Task requirements => Of all the lines below, output only those starting at the one with "Add org-recent-headings" and ending at the one with "Regarding the code", both ends included, exactly as written.

[Source data]
»»

PR #4710, opened 2017-04-15
Add org-recent-headings

alphapapa:
This package lets you quickly jump to recently used Org headings using Helm, Ivy, or plain-ol' `completing-read`.

https://github.com/alphapapa/org-recent-headings

Author and maintainer.

Please confirm with `x`:

### DIFF
--- a/recipes/org-recent-headings
+++ b/recipes/org-recent-headings
@@ -1,0 +1,1 @@
+(org-recent-headings :fetcher github :repo "alphapapa/org-recent-headings")


purcell:
`(recentf)` is not a valid dependency in older Emacsen, including (I think Emacs 24.4). Now, you're requiring a relatively recent Emacs, but you should make sure that older Emacsen will understand the package metadata enough to know that they cannot install this package. In other words, you should normally add a version number to fix this. However, in this particular case, `recentf` is not a separately-installable package anyway, so you should simply remove it from `Package-Requires` -- the rule is to never depend on internal packages that are not installable from a package archive.

Regarding the code itself, I question the need for `ivy` and `helm`-specific code in there: when `ivy` or `helm` are installed, they will generally override `completing-read`. `org-recent-headings` should therefore do the job for both those completion backends, and others.

(Note that `with-eval-after-load` is made for user configs, and its use in libraries/packages is a code smell. Even though it is explicitly deferred, the code in those blocks will still produce byte compilation warnings when users don't have both `ivy` and `helm` installed.)

alphapapa:
Hey Steve,

Thanks, I wasn't sure about the `recentf` dependency.  I removed it.

Yeah, that's a good point about Helm and Ivy overriding `completing-read`.  I've had a user of one of my other packages request an Ivy version of its commands, and I would like to experiment with it myself, so having dedicated commands make that much easier (I guess the alternative would be to only have either Helm or Ivy installed at one time, which would be a pain).

Another benefit of having a Helm source built-in is that users can use that source in other Helm commands.  For example, I added it to my `helm-find-files` command that displays buffers, recent files, etc.  Considering the trial-and-error I had to go through to get the source working (and I've made Helm sources before, too), I'd like to save users from the same trouble.

I do realize that the `with-eval-after-load` is stinky.  :)  I'd prefer not to use it, but is there another way to avoid defining functions unless their dependencies are available?  ISTR a `(when (require 'ivy nil t) (defun ... ))` pattern; should I use that?

Thanks for reviewing this, your feedback is always much appreciated.

purcell:
> I do realize that the with-eval-after-load is stinky. :) I'd prefer not to use it, but is there another way to avoid defining functions unless their dependencies are available?

Yes, separate packaging! :-) While it seems overkill in this case, the correct solution is ultimately to package the `helm` and `ivy` add-ons separately. Would anyone expect a package which tracks recent org headings to provide `helm` and `ivy` backends, anyway? It seems like a muddling of the package's core purpose, in that you shouldn't have to update `org-recent-headings` when a new completion package gets popular.

> ISTR a (when (require 'ivy nil t) (defun ... )) pattern; should I use that?

That's worse, because it means your package will load `ivy` and/or `helm`, even if the user doesn't want to use those packages: remember we need to assume that users can have packages installed without necessarily using them.

I realise I'm being somewhat pedantic, so it's fine with me if you want to leave things as-is, and be willing to split out separate packages later if the `helm`/`ivy` functionality gets bigger.

I do think it's helpful to outline the above thinking, though, because elisp authors learn from code found in the wild, so we all have a responsibility to model best practices.

alphapapa:
Yeah, separate packaging would do it, but it seems like overkill for what would be essentially a single function in each one.

> That's worse, because it means your package will load ivy and/or helm, even if the user doesn't want to use those packages: remember we need to assume that users can have packages installed without necessarily using them.

Ah, good point.  It seems strange to me to have Helm or Ivy installed without having them loaded, but you're right that we shouldn't assume or force that.

> I realise I'm being somewhat pedantic, so it's fine with me if you want to leave things as-is, and be willing to split out separate packages later if the helm/ivy functionality gets bigger.

I think that's what I'd prefer right now.  I don't expect the helm/ivy-specific part to grow much, if at all.

> I do think it's helpful to outline the above thinking, though, because elisp authors learn from code found in the wild, so we all have a responsibility to model best practices.

Absolutely!  I've learned so much from looking at other packages.

Thanks for your help as always.

purcell:
Thx!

««

Solved problem =>
Add org-recent-headings

alphapapa:
This package lets you quickly jump to recently used Org headings using Helm, Ivy, or plain-ol' `completing-read`.

https://github.com/alphapapa/org-recent-headings

Author and maintainer.

Please confirm with `x`:

### DIFF
--- a/recipes/org-recent-headings
+++ b/recipes/org-recent-headings
@@ -1,0 +1,1 @@
+(org-recent-headings :fetcher github :repo "alphapapa/org-recent-headings")


purcell:
`(recentf)` is not a valid dependency in older Emacsen, including (I think Emacs 24.4). Now, you're requiring a relatively recent Emacs, but you should make sure that older Emacsen will understand the package metadata enough to know that they cannot install this package. In other words, you should normally add a version number to fix this. However, in this particular case, `recentf` is not a separately-installable package anyway, so you should simply remove it from `Package-Requires` -- the rule is to never depend on internal packages that are not installable from a package archive.

Regarding the code itself, I question the need for `ivy` and `helm`-specific code in there: when `ivy` or `helm` are installed, they will generally override `completing-read`. `org-recent-headings` should therefore do the job for both those completion backends, and others.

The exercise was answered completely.